听着耳边的女高音,觉得两眼疲惫不堪,实在不想睁眼。
“你再不醒过来,我就自己走了!快点!”
“……”实在是累,好像环太平洋游了一圈。
“我真走了啊!”之后便没了声响。
“……”我觉得耳边陡然宁静,又莫名害怕起这种宁静,身上一凉,慢慢地睁眼看去。语乔站在床前两米的距离,用俯视的角度静静地看着我,眼里却不是平常与人拌嘴的模样,看着倒是在担心:“昨晚没睡好吗?欣赏下自己的黑眼圈。”
我坐起来,接过她递过来的镜子看去,确实挺严重的,看着看着就愣住了:镜子里一双漆黑的眼睛仿佛隔着黑色的迷雾,空荡荡地看过来。我手一抖,差点没把语乔的随身宝贝摔了,连忙合起来,递给她:“是睡得晚了点。”
“你是怎么了?”
“哦,没什么,做了个恶梦……”
天气果然好了许多。如语乔所期望的,我们与陈心、何明海一起上山了。不知道是不是出于昨天的恶梦,我突然对山上的景致失去了兴致。语乔却兴致勃勃,言说“硅步千里,不可废也”,我倒觉得她是对他们昨夜提到的异事好奇了,一路上都在聊那棵树和突然出现的那个人。
阳光大好,光线点点洒在林间的路上,白日昭昭,驱净了所有人昨夜的恐惧。
何明海说:“今天一定要拍到。
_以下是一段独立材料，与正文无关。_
PR #289, opened 2018-07-16
chore: simplify python containers setup

obdulia-losantos:


aether-common-module/setup.py
```diff
@@ -19,51 +19,28 @@
 import os
 from setuptools import find_packages, setup
 
-# allow setup.py to be run from any path
 os.chdir(os.path.normpath(os.path.join(os.path.abspath(__file__), os.pardir)))
 
 setup(
     name='aether.common',
     version='0.0.0',
```
tooxie, line 26: We should start using this version instead, and generate the `VERSION` file at build time. I think this is a change for a new PR, though.

tooxie (dismissed):

aether-common-module/setup.py
obdulia-losantos: yeah! it applies to all `setup.py` files :scream:

tooxie (approved):

PR #291, opened 2018-07-16
Set the common flags for our scripts

tooxie:


scripts/kubernetes/run_tests.sh
```diff
@@ -1,6 +1,6 @@
 #!/usr/bin/env bash
 
-set -ex
+set -Eeuox pipefail
```
obdulia-losantos, line 3: with `x`?

tooxie: Yes, it was there already, so I left it because there is no sensitive information being used here. Do you think it should be removed?

obdulia-losantos: Not really, but just for coherence with all script files :thinking:

tooxie: The thing is that it's also useful, for those scripts that don't log anything, to know what's going on.

scripts/kubernetes/start_cluster.sh
```diff
@@ -1,12 +1,11 @@
 #!/usr/bin/env bash
 
-set -u
+set -Eeuox pipefail
 
 # $VALUES_DIR should point to one of the directories in `helm/overrides`. Each
 # subdirectory (e.g. "local", "test") represents an environment and contains one
 # file for each module with settings for that environment.
 VALUES_DIR=$1
-eval $(minikube docker-env)
```
tooxie, line 9: @quesebifurcan I hope you don't mind, I had to remove this. Is there somewhere else we could add it, that doesn't get executed by travis?

obdulia-losantos (approved):

scripts/kubernetes/start_cluster.sh
quesebifurcan: None that I can think of now. But since it's related to local development with minikube, it could go in the docs perhaps?

tooxie: I will bring it back in this form:
```sh
if [ -z $TRAVIS ]; do
    eval $(minikube docker-env)
done
```

In a followup PR.

quesebifurcan (approved):

PR #292, opened 2018-07-16
Set minikube env vars only when not in Travis

tooxie:


scripts/kubernetes/start_cluster.sh
```diff
@@ -7,6 +7,10 @@ set -Eeuox pipefail
 # file for each module with settings for that environment.
 VALUES_DIR=$1
 
+if [ -z $TRAVIS ]; do
+    eval $(minikube docker-env)
+done
+
```
quesebifurcan: $TRAVIS will most likely not be set when developing locally, so it'll fail (due to the flags). You could move this statement up above the `set -Eeuox pipefail` line.
I'm getting a bash syntax error here as well -- did you mean `if [...] then`?

quesebifurcan (changes requested):

quesebifurcan (approved):

PR #280, opened 2018-07-12
Update kernel helm chart

tooxie:
Introduce the improvements that we already have for the UI chart.

PR #293, opened 2018-07-16
fix: create readonly user for non-core aether modules

quesebifurcan:
Create readonly user in kernel database. This role can be used
by non-core Aether modules such as `aether-producer`.

The user is granted read permissions for the following tables:
- kernel_entity
- kernel_mapping
- kernel_projectschema
- kernel_schema

NOTE:
The main script is in python, not pure SQL. I tried the latter, but
there were simply too many variables to interpolate; quoting gets 
tricky when the same variable has to serve as both identifier and 
literal.

Partly resolves https://jira.ehealthafrica.org/browse/AET-315


helm/kernel/templates/deployment.yaml
```diff
@@ -135,6 +135,16 @@ spec:
             secretKeyRef:
               name: {{ .Values.application.secret }}
               key: kernel-database-name
+        - name: KERNEL_READONLY_DB_USERNAME
+          valueFrom:
+            secretKeyRef:
+              name: {{ .Values.application.secret }}
+              key: kernel-readonly-db-username
```
tooxie: I know this is consistent with the current state of the chart, but in #280 we are moving all non-password values from the secret to the values file.

tooxie (changes requested):
Yayyy for the principle of least privilege!! \o/ 😄 🎉

helm/kernel/templates/deployment.yaml
quesebifurcan: ah, that makes sense. Never seemed like a secret to me, this one.

shawnsarwar (dismissed):

tooxie (approved):

aether-kernel/sql/create_readonly_user.py
```diff
@@ -0,0 +1,82 @@
...
+
+def main():
+    dbname = os.environ['DB_NAME']
+    host = os.environ['PGHOST']
+    user = os.environ['PGUSER']
+
+    postgres_credentials = {
+        'dbname': dbname,
+        'host': host,
+        'port': 5432,
```
tooxie: Please get this from the environment as well.

tooxie (changes requested):

aether-kernel/sql/create_readonly_user.py
```diff
@@ -0,0 +1,83 @@
...
+BEGIN
+  IF NOT EXISTS (SELECT FROM pg_catalog.pg_roles WHERE rolname = {rolename})
+  THEN
+      CREATE ROLE {role} WITH LOGIN ENCRYPTED PASSWORD {password}
+      INHERIT NOSUPERUSER NOCREATEDB NOCREATEROLE NOREPLICATION;
+  END IF;
+END
+$$ LANGUAGE plpgsql;
+
+GRANT CONNECT ON DATABASE {database} TO {role};
```
obdulia-losantos: Could you include this instruction before the GRANT ones? Just to remove previous privileges added manually.

```SQL
REVOKE ALL PRIVILEGES ON ALL TABLES IN SCHEMA public FROM {role};
```

obdulia-losantos: Better 

```sql
REVOKE  ALL PRIVILEGES ON DATABASE {database} FROM {role} CASCADE;
```

https://www.postgresql.org/docs/9.6/static/sql-revoke.html

aether-kernel/sql/create_readonly_user.py
```diff
@@ -44,6 +44,8 @@
 END
 $$ LANGUAGE plpgsql;
 
+REVOKE ALL PRIVILEGES ON DATABASE {database} FROM {role} CASCADE;
```
obdulia-losantos: :+1:

obdulia-losantos (approved):

tooxie (approved):

PR #295, opened 2018-07-17
fix: ensure env vars before start container

obdulia-losantos:
Changing from `os.environ.get('DJANGO_SECRET_KEY')` to `os.environ['DJANGO_SECRET_KEY']` makes that the app will raise a `KeyError` if the env var is missing.

`DJANGO_SECRET_KEY`, `DB_NAME` and `PGPASSWORD` are now required.
Renamed a couple of env vars :vulcan_salute: 
Added `check_vars.sh` script in container setup with friendly messages. We could also add `DJANGO_SECRET_KEY`, `DB_NAME` and `PGPASSWORD` there. :thinking: 
The eternal cleaning and refactoring :see_no_evil:


aether-common-module/aether/common/conf/settings.py
```diff
@@ -141,8 +141,8 @@
 DATABASES = {
     'default': {
         'ENGINE': 'django.db.backends.postgresql_psycopg2',
-        'NAME': os.environ.get('DB_NAME'),
-        'PASSWORD': os.environ.get('PGPASSWORD', ''),
+        'NAME': os.environ['DB_NAME'],
+        'PASSWORD': os.environ['PGPASSWORD'],
         'USER': os.environ.get('PGUSER', 'postgres'),
         'HOST': os.environ.get('PGHOST', 'db'),
         'PORT': os.environ.get('PGPORT', '5432'),
```
tooxie: How could we force this to fail in production if these variables are not set, while using sane defaults in dev? An `if DEBUG` condition, maybe?

aether-common-module/aether/common/conf/settings.py
```diff
@@ -183,34 +183,34 @@
...
         'raven.contrib.django.raven_compat',
     ]
     MIDDLEWARE = [
         'raven.contrib.django.raven_compat.middleware.SentryResponseErrorIdMiddleware',
     ] + MIDDLEWARE
+
+    SENTRY_CLIENT = os.environ.get(
+        'DJANGO_SENTRY_CLIENT',
+        'raven.contrib.django.raven_compat.DjangoClient'
+    )
```
tooxie: Why is this set in an environment variable? What possible values can it hold? Do we ever set it to something different?

aether-couchdb-sync-module/conf/check_vars.sh
```diff
@@ -0,0 +1,39 @@
...
+# specific language governing permissions and limitations
+# under the License.
+#
+set -Eeuo pipefail
+
+check_variable() {
+    if [ -n "$1" ];
+    then
+        echo "$2 set in Aether CouchDB-Sync!"
+    else
```
tooxie: I would just `echo` and `exit` on error, and assume that no news is good news.

scripts/generate-kubernetes-credentials.sh
```diff
@@ -36,12 +36,14 @@ metadata:
...
 type: Opaque
 stringData:
+  kernel-admin-username: admin
   kernel-admin-password: $(gen_random_string)
   kernel-database-user: postgres
   kernel-database-password: $POSTGRES_PASSWORD
   kernel-database-name: aether
   kernel-django-secret-key: $(gen_random_string)
   kernel-token: $(gen_random_string)
+  odk-admin-username: admin
```
tooxie: Why is this a secret? I would remove all users from this file tbh.

tooxie (changes requested):

aether-common-module/aether/common/conf/settings.py
obdulia-losantos: never ever

scripts/generate-kubernetes-credentials.sh
obdulia-losantos: I don't find this a secret, I included here with the rest of env vars but I can move it to the `Values.yml` file if you prefer :+1:

aether-common-module/aether/common/conf/settings.py
obdulia-losantos: What do you mean? Do you prefer to remove the default values?

tooxie: If by some reason these variables don't get set in production we will see a connection error, which could be misleading. It would save us a lot of time to see the error that the variables are not set. I'm thinking:
```py
db_user = 'postgres' if DEBUG else os.environ['PGUSER']
# the same for host and port
```

scripts/generate-kubernetes-credentials.sh
tooxie: I would prefer that, yes, thanks. In the new kernel chart (#280) we moved this data to the `values.yaml` file and left only the password as a secret:

https://github.com/eHealthAfrica/aether/blob/32da5316ef6b2a22e38cacf0d0b19326a277f51d/helm/kernel/values.yaml#L25-L30

This is what a secret would look like:

https://github.com/eHealthAfrica/aether/blob/30c15f39201ecaedf94132005c1cfb03f9d0146b/helm/ui/secrets.tpl.yaml#L11-L19

aether-common-module/aether/common/conf/settings.py
tooxie: I don't like my approach now that I look at it 😅 We want to set `DEBUG=True` in the development cluster, and take those values from the environment at the same time.

scripts/generate-kubernetes-credentials.sh
obdulia-losantos: The point is, should I change them here or change them in your PR?

obdulia-losantos: your PR is huge and I wait for a lot of conflicts :scream:

aether-couchdb-sync-module/conf/check_vars.sh
```diff
@@ -0,0 +1,37 @@
...
+# specific language governing permissions and limitations
+# under the License.
+#
+set -Eeuo pipefail
+
+check_variable() {
+    if [ -z "$1" ];
+    then
+        echo "Missing $2 in Aether CouchDB-Sync!"
+        exit -1
```
tooxie: Why a negative number?

aether-common-module/aether/common/conf/settings.py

”
语乔插嘴:“你就不怕被树妖缠住?”
陈心淡淡的:“我确实看到了,我向来不信鬼神,今天倒是要看看,到底是怎么回事。”
树叶间透出亮晶晶的光线,雨后的山上有一种别样清新的美。虽然少了许多梦里的恐惧,便我脚步还是无意地放慢了些。
两个男人当起了导游,玩得倒是尽兴。山上确实是有一片沼泽、花海,也有淡绿的湖水,看得甚是赏心悦目。在湖边略微休息了下,就准备去找昨天看见古树的地方。
何海明几步跳上小路,便向我们挥手:“往这走,不远。”
陈心在前面挥开杂草,让出一条路来,几个人踏上了小路。不同于之前的石阶,这条路好像少有人走动,红土在雨后显得有点泥泞,所幸长满了草,偶尔有石头凸起,走在上面也不会太滑,几个人走了一段,裤管均被露水沾湿了。不过路不长,十分钟后便到了一片相对平坦的地带——
我不由呆住了。
开阔的地方,放眼看去是起伏的花海,姹紫嫣红,随风而动,伴着声声鸟语与阵阵花香,说是人间美景也不为过。最吸引我的却是远处的一道清泉,咕咚脆响,泉水旁边竟是水气氤氲,仿若仙境,仔细看去竟有花红柳绿之感,生机盎然。我不由看得呆了,脚下便慢慢靠拢过去,也没意识到大家的声音正渐渐远去……
“就是这里啊,明天好像在哪里来着?”大约是何明海的声音。
“我记得是在泉水那边。”
“沐昭,你去哪?等等我啊。”
“王伯说,山上平地的地方有沼泽,要注意些。”
“……”
我慢慢地走过去,一切越发清晰可见,恍惚之间一股淡淡的木香仿佛从身边传来,近在咫尺。越是走近了,才知道原来泉水后竟然还有一条小道,上面是茂密的树叶,水珠在曝光映照下光彩夺目,隐约可见曲径通幽,尽头竟设有一处凉亭,凉亭里坐着个白色的身影……白色的身影?心中不觉一寒,想到昨天的梦境,抬头再仔细看那凉亭,上面的密密树叶,其实竟是一棵大树将亭子罩在荫凉之下,要是放在平时,这真是的人间奇景,可现在看去,从脚底竟有一股寒意直往上爬,心里想退回去,脚步却像受迷惑般往前走去,我猛然睁大眼睛,看着凉亭里的那个身影朝我慢慢转过头来——
“沐昭!”一声尖锐的声音几乎刺穿我的隔膜。我茫然地转过身去,看到一张余惧犹存的脸。语乔扯着我的胳膊,大声叫道,“沐昭,小心啊!”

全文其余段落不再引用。